### DATA TO PROCESS

PR #11471, opened 2025-12-21
Fix fifo path in integration test

### LINKED ISSUE #11458: integration test failure: can't find fifo files (`FileNotFoundError`)
The help page promises that it can operate on a give build dir

```
$ python3 scripts/integration_test.py 
usage: integration_test.py [-h] [--keep-tmpdirs] [--test-mastersrv] [--timeout-multiplier TIMEOUT_MULTIPLIER] [--valgrind-memcheck] BUILDDIR [TEST]
integration_test.py: error: the following arguments are required: BUILDDIR
```

But that actually does not work.

```
mkdir build
cd build
cmake ..
make
cd ..
python3 scripts/integration_test.py  build
```

Uses wrong relative paths that do not resolve and it fails on the fifo path.

Robyt3:
The fifo path in the integration test is relative to the project directory, but was passed to client/server whose working directory is a test-specific temporary folder. The fifo could therefore not be created, because the fifo path did not exist relative to the working directory.

Closes #11458.

## Checklist

- [X] Tested in combination with possibly related configuration options: Windows and Ubuntu

### DIFF
--- a/scripts/integration_test.py
+++ b/scripts/integration_test.py
@@ -396,18 +396,20 @@ class Runnable:
 				return
 
 
-def fifo_name(test_env, name):
+def fifo_name_path(test_env, name):
 	if os.name != "nt":
-		return os.path.join(test_env.tmp_dir, f"{name}.fifo")
+		fifo_name = f"{name}.fifo"
+		return (fifo_name, os.path.join(test_env.tmp_dir, fifo_name))
 	else:
-		return f"{test_env.name}_{test_env.run_id}_{name}"
+		pipe_name = f"{test_env.name}_{test_env.run_id}_{name}"
+		return (pipe_name, rf"\\.\pipe\{pipe_name}")
 
 
 def open_fifo(name):
 	if os.name != "nt":
 		name_arg = os.open(name, flags=os.O_WRONLY)
 	else:
-		name_arg = rf"\\.\pipe\{name}"
+		name_arg = name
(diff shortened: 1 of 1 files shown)


heinrich5991:
Can you explain why this worked on some machines before?

Robyt3:
I just checked this in the CI with more logging, and apparently the integration test script passes an absolute path as the fifo name, which works:

```
I fifo: Opened fifo '/home/runner/work/ddnet/ddnet/clang-sanitizer/integration_client_can_connect_rp5ejv97/server0.fifo'
```

That path is absolute, because the path of the build folder that the integration test is started with is absolute in the CI. I can confirm that using an absolute path also works locally on Ubuntu.

heinrich5991:
Hmm, but I can also start the integration test locally with a relative path, and it works: `python scripts/integration_test.py build`.

Robyt3:
> Hmm, but I can also start the integration test locally with a relative path, and it works: `python scripts/integration_test.py build`.

Which path is passed to `sv_input_fifo`/`cl_input_fifo`? I can only assume it works for you because those paths are resolve as absolute paths somehow.

heinrich5991:
> Which path is passed to `sv_input_fifo`/`cl_input_fifo`? I can only assume it works for you because those paths are resolve as absolute paths somehow.

You're right, that's what happens. Thanks.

######

- [GOAL OF THE EXERCISE]: Every line of the listing above is to be repeated exactly as written.

- [ANSWER SECTION]:
PR #11471, opened 2025-12-21
Fix fifo path in integration test

### LINKED ISSUE #11458: integration test failure: can't find fifo files (`FileNotFoundError`)
The help page promises that it can operate on a give build dir

```
$ python3 scripts/integration_test.py 
usage: integration_test.py [-h] [--keep-tmpdirs] [--test-mastersrv] [--timeout-multiplier TIMEOUT_MULTIPLIER] [--valgrind-memcheck] BUILDDIR [TEST]
integration_test.py: error: the following arguments are required: BUILDDIR
```

But that actually does not work.

```
mkdir build
cd build
cmake ..
make
cd ..
python3 scripts/integration_test.py  build
```

Uses wrong relative paths that do not resolve and it fails on the fifo path.

Robyt3:
The fifo path in the integration test is relative to the project directory, but was passed to client/server whose working directory is a test-specific temporary folder. The fifo could therefore not be created, because the fifo path did not exist relative to the working directory.

Closes #11458.

## Checklist

- [X] Tested in combination with possibly related configuration options: Windows and Ubuntu

### DIFF
--- a/scripts/integration_test.py
+++ b/scripts/integration_test.py
@@ -396,18 +396,20 @@ class Runnable:
 				return
 
 
-def fifo_name(test_env, name):
+def fifo_name_path(test_env, name):
 	if os.name != "nt":
-		return os.path.join(test_env.tmp_dir, f"{name}.fifo")
+		fifo_name = f"{name}.fifo"
+		return (fifo_name, os.path.join(test_env.tmp_dir, fifo_name))
 	else:
-		return f"{test_env.name}_{test_env.run_id}_{name}"
+		pipe_name = f"{test_env.name}_{test_env.run_id}_{name}"
+		return (pipe_name, rf"\\.\pipe\{pipe_name}")
 
 
 def open_fifo(name):
 	if os.name != "nt":
 		name_arg = os.open(name, flags=os.O_WRONLY)
 	else:
-		name_arg = rf"\\.\pipe\{name}"
+		name_arg = name
(diff shortened: 1 of 1 files shown)


heinrich5991:
Can you explain why this worked on some machines before?

Robyt3:
I just checked this in the CI with more logging, and apparently the integration test script passes an absolute path as the fifo name, which works:

```
I fifo: Opened fifo '/home/runner/work/ddnet/ddnet/clang-sanitizer/integration_client_can_connect_rp5ejv97/server0.fifo'
```

That path is absolute, because the path of the build folder that the integration test is started with is absolute in the CI. I can confirm that using an absolute path also works locally on Ubuntu.

heinrich5991:
Hmm, but I can also start the integration test locally with a relative path, and it works: `python scripts/integration_test.py build`.

Robyt3:
> Hmm, but I can also start the integration test locally with a relative path, and it works: `python scripts/integration_test.py build`.

Which path is passed to `sv_input_fifo`/`cl_input_fifo`? I can only assume it works for you because those paths are resolve as absolute paths somehow.

heinrich5991:
> Which path is passed to `sv_input_fifo`/`cl_input_fifo`? I can only assume it works for you because those paths are resolve as absolute paths somehow.

You're right, that's what happens. Thanks.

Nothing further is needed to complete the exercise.